For the word "special", count the lines in the records below that include it and give only that number.

# LISTED ENTRIES:
§
PR #454, opened 2024-01-06
[UI:classic] documentation remote fetch + cache

Sheepux:
dynamic fetching of remote documentation and caches it for a week.

weakpoints:
- doesn't cache images
- use local storage (could drain quota)

### DIFF
--- a/web/src/frontend/classic/components/content-pages/Documentation.svelte
+++ b/web/src/frontend/classic/components/content-pages/Documentation.svelte
@@ -1,0 +1,94 @@
+<script lang="ts">
+    import {
+        Tile,
+        ClickableTile,
+        Breadcrumb,
+        BreadcrumbItem,
+    } from 'carbon-components-svelte';
+    import {
+        documentation,
+        type DocCategory,
+        type DocSection,
+    } from '../../stores/Documentation';
+    let selectedDocSection: DocSection;
+    let selectedDocCategory: DocCategory;
+</script>
+
+{#if selectedDocSection}
+    <Breadcrumb noTrailingSlash>
+        <BreadcrumbItem
+            href="#"
+            on:click={() => {
+                selectedDocSection = null;
+                selectedDocCategory = null;
+            }}>Documentation</BreadcrumbItem
+        >
+        <BreadcrumbItem>{selectedDocCategory?.name}</BreadcrumbItem>
+        <BreadcrumbItem isCurrentPage>{selectedDocSection?.name}</BreadcrumbItem
+        >
+    </Breadcrumb>
+    <div class="article">{@html selectedDocSection?.content.outerHTML}</div>
+{:else}
+    {#each $documentation as docCategory}
+        <div class="category">
+            <h3 class="name">{docCategory.name}</h3>
+            <div class="content">
+                {@html docCategory.description.outerHTML}
+                <div class="section">
+                    {#each docCategory.sections as docSection}
+                        <ClickableTile
+                            light
+                            on:click={() => {
+                                selectedDocCategory = docCategory;
+                                selectedDocSection = docSection;
+                            }}
+                        >
+                            {docSection.name}
+                        </ClickableTile>
+                    {/each}
+                </div>
+            </div>
+        </div>
+    {/each}
+{/if}
+
+<style>
+    .category:not(:last-child) {
+        margin-bottom: 2em;
+    }
+    .category .name {
+        text-decoration: underline;
+    }
+    .category .content {
+        margin: 1em;
+    }
+    .section {
+        display: flex;
+        flex-flow: row wrap;
+    }
+    .section > :global(*) {
+        flex: 0 1 calc(33% - 0.5em);
+        min-width: 20em;
+        margin: 0.2em;
+    }
+    .article {
+        margin-top: 1em;
+    }
+    .article :global(p) {
+        margin-bottom: 0.5em;
+    }
+    /* override carbon components */
+    .article :global(ol) {
+        list-style: auto;
+        padding-left: 2em;
+    }
+    .article :global(li) {
+        padding: 0.2em;
+    }
+    .article :global(.border) {
+        padding: 1em;
+        padding-top: 0.2em;
+        padding-bottom: 0.2em;
+        margin-bottom: 0.5em;
+    }
+</style>
--- a/web/src/frontend/classic/stores/Documentation.ts
+++ b/web/src/frontend/classic/stores/Documentation.ts
@@ -32,6 +32,16 @@ function slideElement(content:HTMLElement, split:string[]) : HTMLElement {
     const url = 'https://hakuneko.download/docs/haruneko/';
     // TODO Documentation should be cached using a service worker
     const cacheKey = `cache:${url}`;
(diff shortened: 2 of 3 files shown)


web/src/frontend/classic/stores/Documentation.ts
```diff
@@ -0,0 +1,80 @@
...
+    }
+    return slide;
+}
+
+(async function () {
+    const url = 'https://hakuneko.download/docs/haruneko/';
+    // TODO Documentation should be cached using a service worker
+    const cacheKey = `cache:${url}`;
+    const cacheTimestamp = localStorage.getItem(`${cacheKey}:timestamp`);
+    if (cacheTimestamp) {
```
ronny1982, line 36: This cache strategy has some drawbacks, the preferred strategy would be online first and fallback to cache if loading online docs failed (this would also be the strategy of choice for a service worker).

web/src/frontend/classic/stores/Documentation.ts
```diff
@@ -0,0 +1,80 @@
...
+
+export const documentation = writable<DocCategory[]>([]);
+
+/**
+ * Creates a slide section by extracting HTML elements from the given content element until a specified split element is encountered.
+ * @param content - The content element from which to extract the slide section.
+ * @param split - The element name at which to stop extracting and split the slide section.
+ * @returns The created slide section element.
+ */
+function slideElement(content:HTMLElement, split:string[]) : HTMLElement {
```
ronny1982, line 21: Readability can be improved by adding space between parameter name and type declaration `content: HTMLElement`.

web/src/frontend/classic/stores/Documentation.ts
```diff
@@ -0,0 +1,80 @@
...
+    }
+    const parser = new DOMParser();
+    const html = parser.parseFromString(content, 'text/html');
+    const main = html.querySelector('section');
+    const categories: DocCategory[] = [];
+    if (main) {
+        const images = main.querySelectorAll('img');
+        images.forEach((image) => {
+            const src = image.getAttribute('src');
+            if (src && !src.startsWith('http')) {
```
ronny1982, line 61: This assumes `src` to be a relative URL, but it could be a different protocol or protocol-less in which case this transformation rule will fail.

web/src/frontend/classic/stores/Documentation.ts
```diff
@@ -0,0 +1,80 @@
...
+        slide.appendChild(nextSibling.cloneNode(true));
+        nextSibling = nextSibling.nextSibling;
+    }
+    return slide;
+}
+
+(async function () {
+    const url = 'https://hakuneko.download/docs/haruneko/';
+    // TODO Documentation should be cached using a service worker
+    const cacheKey = `cache:${url}`;
```
ronny1982, line 34: Should the search parameters and fragment of the `url` be included when using it as key for caching?

web/src/frontend/classic/stores/Documentation.ts
```diff
@@ -0,0 +1,80 @@
...
+    name: string;
+    description: HTMLElement;
+    sections: DocSection[];
+}
+export type DocSection = {
+    name: string,
+    content: HTMLElement
+}
+
+export const documentation = writable<DocCategory[]>([]);
```
ronny1982, line 13: May be preferred to use a readable store, so it can only be assigned internally and not by any other components.

web/src/frontend/classic/stores/Documentation.ts
```diff
@@ -0,0 +1,80 @@
...
+    const slide = document.createElement("div");
+    let nextSibling = content.nextSibling;
+    while (nextSibling && !split.includes(nextSibling.nodeName)) {
+        slide.appendChild(nextSibling.cloneNode(true));
+        nextSibling = nextSibling.nextSibling;
+    }
+    return slide;
+}
+
+(async function () {
```
ronny1982, line 31: Parsing relies heavily on HTML structure. When the side generator is changed, the structure may not be as expected and parsing may fail or the page DOM tree may be composed dynamically.
It would be more reliable to parse the source markdown.

web/src/frontend/classic/components/content-pages/Documentation.svelte
```diff
@@ -0,0 +1,94 @@
...
+        <BreadcrumbItem isCurrentPage>{selectedDocSection?.name}</BreadcrumbItem
+        >
+    </Breadcrumb>
+    <div class="article">{@html selectedDocSection?.content.outerHTML}</div>
+{:else}
+    {#each $documentation as docCategory}
+        <div class="category">
+            <h3 class="name">{docCategory.name}</h3>
+            <div class="content">
+                {@html docCategory.description.outerHTML}
```
ronny1982, line 36: Use the script to attach the `docCategory.description` sub-tree as child nodes into the `div` container and avoid injecting HTML as string.

ronny1982 (approved):

web/src/frontend/classic/stores/Documentation.ts
Sheepux: This was intentional so that there is no request to the server each time the app is started (as the guides are displayed on the front page). Just once a week.

web/src/frontend/classic/stores/Documentation.ts
Sheepux: the structure is based on simple level2 and level3 makdown and therefore just basic h2 and h3. This wouldn't change
https://raw.githubusercontent.com/manga-download/manga-download.github.io/master/_docs/06-HaruNeko.md
But yes. the markdown could be processed client side (we need to add an extra lib then).

web/src/frontend/classic/stores/Documentation.ts
Sheepux: Oh right. It was only writable first because i did some other things like storing collapses. Forgot to switch to readable when i removed it.

web/src/frontend/classic/stores/Documentation.ts
Sheepux: not it this case but the pattern was easy to reuse. I was first  trying to cache images as well.

web/src/frontend/classic/stores/Documentation.ts
Sheepux: This is intentional as all img will be always  (at least more than probably) relative as per current documentation. Could be improved later.

web/src/frontend/classic/stores/Documentation.ts
Sheepux: should i use a svelte lib or a more generic javascript lib so that it can be used in other interfaces ?
https://www.npmjs.com/package/svelte-markdown

web/src/frontend/classic/components/content-pages/Documentation.svelte
Sheepux: this is the svelte way to embed html as @html is a special tag
https://svelte.dev/docs/special-tags#html

however this should do the trick
`<div bind:this={docCategory.description}>  `

Sheepux: trick cannot be used as the binding  requires a set function on description.
I'll stick to @html for now as rows are generated using #each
§
# RESPONSE BOX:
2